WHAT YOU NEED TO DO ::
In the records below, find each line that holds "workaround" and return it.

PROVIDED RECORDS Block Start

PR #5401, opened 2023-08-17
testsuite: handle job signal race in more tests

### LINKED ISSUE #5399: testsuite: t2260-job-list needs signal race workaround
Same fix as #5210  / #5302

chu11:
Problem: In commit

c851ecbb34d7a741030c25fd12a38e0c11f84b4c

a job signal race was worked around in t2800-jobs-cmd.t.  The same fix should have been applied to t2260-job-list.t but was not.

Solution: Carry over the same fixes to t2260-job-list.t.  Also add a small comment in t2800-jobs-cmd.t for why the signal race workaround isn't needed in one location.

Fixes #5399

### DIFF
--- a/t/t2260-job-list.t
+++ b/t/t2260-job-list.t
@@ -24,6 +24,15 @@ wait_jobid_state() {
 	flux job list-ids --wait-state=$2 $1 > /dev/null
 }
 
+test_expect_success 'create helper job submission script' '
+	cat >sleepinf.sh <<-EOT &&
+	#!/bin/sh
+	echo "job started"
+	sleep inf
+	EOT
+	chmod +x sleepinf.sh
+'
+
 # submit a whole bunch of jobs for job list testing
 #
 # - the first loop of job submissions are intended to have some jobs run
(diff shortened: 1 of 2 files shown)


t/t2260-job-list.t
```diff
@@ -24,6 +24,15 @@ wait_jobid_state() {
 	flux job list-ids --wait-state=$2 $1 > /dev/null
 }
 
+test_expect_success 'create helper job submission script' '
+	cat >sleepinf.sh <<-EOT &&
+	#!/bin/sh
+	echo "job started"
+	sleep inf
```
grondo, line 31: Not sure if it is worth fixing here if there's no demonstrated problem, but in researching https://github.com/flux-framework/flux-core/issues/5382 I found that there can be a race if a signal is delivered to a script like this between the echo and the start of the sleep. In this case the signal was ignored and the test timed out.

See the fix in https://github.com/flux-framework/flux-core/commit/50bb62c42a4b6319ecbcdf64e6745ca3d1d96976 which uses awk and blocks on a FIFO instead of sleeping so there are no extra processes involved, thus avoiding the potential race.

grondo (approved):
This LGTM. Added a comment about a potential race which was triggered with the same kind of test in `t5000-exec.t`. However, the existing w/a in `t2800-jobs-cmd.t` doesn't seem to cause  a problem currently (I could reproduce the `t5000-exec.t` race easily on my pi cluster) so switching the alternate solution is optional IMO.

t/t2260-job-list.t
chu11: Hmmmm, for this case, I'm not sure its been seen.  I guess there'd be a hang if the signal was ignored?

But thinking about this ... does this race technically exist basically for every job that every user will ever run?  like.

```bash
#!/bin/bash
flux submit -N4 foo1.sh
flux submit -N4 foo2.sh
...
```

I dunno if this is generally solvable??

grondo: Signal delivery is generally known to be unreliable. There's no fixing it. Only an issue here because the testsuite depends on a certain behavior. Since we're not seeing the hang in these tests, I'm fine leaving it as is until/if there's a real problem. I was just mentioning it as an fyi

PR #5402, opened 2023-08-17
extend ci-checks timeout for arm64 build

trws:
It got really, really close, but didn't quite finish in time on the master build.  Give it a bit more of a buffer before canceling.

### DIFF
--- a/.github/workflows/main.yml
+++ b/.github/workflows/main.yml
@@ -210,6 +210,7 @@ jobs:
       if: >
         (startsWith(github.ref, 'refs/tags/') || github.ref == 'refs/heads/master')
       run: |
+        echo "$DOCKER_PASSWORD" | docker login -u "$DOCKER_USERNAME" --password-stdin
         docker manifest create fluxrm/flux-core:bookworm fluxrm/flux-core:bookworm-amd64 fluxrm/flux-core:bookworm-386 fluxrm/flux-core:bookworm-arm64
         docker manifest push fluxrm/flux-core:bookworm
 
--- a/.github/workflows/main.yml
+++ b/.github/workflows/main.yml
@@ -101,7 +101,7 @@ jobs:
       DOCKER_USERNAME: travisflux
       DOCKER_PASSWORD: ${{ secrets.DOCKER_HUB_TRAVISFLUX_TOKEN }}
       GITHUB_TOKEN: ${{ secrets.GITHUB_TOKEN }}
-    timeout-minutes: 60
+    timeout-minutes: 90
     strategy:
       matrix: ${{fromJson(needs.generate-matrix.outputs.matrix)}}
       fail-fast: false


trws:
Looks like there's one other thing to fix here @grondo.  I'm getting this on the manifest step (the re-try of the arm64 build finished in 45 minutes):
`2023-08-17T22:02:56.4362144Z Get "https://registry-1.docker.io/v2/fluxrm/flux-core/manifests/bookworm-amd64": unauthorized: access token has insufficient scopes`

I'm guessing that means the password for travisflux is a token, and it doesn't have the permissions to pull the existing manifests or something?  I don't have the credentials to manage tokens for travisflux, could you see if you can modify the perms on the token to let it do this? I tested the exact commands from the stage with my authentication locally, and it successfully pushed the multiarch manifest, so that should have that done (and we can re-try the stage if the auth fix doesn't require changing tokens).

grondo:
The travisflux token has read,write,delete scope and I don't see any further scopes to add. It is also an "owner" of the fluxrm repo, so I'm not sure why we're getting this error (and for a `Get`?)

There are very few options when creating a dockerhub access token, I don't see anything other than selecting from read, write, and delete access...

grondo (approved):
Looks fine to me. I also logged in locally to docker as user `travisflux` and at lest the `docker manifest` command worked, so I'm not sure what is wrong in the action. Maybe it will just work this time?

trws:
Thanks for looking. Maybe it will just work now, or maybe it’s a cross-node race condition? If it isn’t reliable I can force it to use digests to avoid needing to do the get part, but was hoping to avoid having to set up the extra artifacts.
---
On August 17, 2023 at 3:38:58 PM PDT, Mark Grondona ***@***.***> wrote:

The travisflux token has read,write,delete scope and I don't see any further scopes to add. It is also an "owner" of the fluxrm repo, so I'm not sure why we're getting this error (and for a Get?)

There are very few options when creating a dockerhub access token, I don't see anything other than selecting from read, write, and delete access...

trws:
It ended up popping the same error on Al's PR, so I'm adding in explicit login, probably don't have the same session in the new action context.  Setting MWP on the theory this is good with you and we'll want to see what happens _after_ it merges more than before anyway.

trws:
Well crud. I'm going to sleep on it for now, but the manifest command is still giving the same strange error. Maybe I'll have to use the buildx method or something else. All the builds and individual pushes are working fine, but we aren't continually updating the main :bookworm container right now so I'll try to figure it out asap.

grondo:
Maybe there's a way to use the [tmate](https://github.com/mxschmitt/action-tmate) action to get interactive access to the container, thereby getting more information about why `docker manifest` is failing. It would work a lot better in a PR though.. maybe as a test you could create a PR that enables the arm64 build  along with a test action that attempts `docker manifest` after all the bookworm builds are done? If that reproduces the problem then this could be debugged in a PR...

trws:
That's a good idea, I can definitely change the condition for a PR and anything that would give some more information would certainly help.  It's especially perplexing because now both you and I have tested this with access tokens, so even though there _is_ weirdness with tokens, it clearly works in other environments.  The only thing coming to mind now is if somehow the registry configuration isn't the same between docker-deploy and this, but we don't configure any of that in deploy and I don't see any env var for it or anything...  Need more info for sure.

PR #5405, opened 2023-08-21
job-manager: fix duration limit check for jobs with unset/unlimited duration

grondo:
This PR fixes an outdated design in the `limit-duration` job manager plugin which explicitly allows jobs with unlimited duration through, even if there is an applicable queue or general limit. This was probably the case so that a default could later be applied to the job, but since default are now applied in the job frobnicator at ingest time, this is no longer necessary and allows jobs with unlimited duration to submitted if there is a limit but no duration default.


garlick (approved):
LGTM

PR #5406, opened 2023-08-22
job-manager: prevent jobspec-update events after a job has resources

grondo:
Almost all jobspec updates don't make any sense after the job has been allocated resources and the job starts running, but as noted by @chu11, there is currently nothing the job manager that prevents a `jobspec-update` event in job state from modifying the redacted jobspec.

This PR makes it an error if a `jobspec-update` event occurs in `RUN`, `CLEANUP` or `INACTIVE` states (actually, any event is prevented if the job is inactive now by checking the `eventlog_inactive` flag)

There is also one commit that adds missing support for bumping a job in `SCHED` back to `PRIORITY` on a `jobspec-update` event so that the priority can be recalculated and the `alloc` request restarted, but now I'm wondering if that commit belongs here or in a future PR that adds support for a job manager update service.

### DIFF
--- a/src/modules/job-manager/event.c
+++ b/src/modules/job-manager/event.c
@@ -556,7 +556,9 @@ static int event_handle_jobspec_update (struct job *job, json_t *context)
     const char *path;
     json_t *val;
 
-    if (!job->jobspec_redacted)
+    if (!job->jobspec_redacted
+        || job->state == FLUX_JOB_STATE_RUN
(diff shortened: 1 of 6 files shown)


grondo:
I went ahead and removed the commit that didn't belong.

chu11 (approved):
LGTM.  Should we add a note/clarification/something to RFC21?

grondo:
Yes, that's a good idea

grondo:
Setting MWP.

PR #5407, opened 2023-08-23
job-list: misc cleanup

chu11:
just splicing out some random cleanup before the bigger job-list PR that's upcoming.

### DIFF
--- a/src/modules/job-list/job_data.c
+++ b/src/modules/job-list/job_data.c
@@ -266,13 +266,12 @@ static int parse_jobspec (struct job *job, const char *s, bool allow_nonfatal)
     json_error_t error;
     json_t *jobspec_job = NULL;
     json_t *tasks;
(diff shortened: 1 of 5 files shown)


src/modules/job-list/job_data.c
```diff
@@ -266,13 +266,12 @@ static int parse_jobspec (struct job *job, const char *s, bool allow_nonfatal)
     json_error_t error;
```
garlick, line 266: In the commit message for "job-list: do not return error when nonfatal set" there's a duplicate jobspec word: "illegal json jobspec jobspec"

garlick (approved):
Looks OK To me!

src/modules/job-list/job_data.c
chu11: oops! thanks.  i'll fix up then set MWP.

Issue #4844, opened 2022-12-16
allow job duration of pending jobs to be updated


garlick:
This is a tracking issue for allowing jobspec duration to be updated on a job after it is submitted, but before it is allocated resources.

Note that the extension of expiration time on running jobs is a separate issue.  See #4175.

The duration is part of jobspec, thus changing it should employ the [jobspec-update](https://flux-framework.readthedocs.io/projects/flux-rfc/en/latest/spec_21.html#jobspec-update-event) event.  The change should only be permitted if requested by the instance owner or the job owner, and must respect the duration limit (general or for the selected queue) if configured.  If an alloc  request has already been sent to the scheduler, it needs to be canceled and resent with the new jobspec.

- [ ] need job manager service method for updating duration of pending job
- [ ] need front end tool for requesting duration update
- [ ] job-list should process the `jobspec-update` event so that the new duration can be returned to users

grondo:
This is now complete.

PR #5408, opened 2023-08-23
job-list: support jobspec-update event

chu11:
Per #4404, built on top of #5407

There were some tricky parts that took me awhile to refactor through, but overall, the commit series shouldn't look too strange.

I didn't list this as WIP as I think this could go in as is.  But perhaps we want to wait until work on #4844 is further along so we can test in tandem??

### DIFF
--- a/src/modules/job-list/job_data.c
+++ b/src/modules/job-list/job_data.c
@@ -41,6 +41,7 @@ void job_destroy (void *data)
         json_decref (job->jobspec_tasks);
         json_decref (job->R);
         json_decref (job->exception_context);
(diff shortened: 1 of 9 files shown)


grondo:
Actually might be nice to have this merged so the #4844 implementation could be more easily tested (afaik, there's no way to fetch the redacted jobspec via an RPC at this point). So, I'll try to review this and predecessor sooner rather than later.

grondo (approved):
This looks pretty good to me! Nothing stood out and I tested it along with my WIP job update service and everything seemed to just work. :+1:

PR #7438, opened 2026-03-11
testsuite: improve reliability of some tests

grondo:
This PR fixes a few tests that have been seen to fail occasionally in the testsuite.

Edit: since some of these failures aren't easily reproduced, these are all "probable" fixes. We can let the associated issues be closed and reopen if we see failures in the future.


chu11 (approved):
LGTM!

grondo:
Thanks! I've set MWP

PROVIDED RECORDS Block End

TASK SOLUTION ::
### LINKED ISSUE #5399: testsuite: t2260-job-list needs signal race workaround
Solution: Carry over the same fixes to t2260-job-list.t.  Also add a small comment in t2800-jobs-cmd.t for why the signal race workaround isn't needed in one location.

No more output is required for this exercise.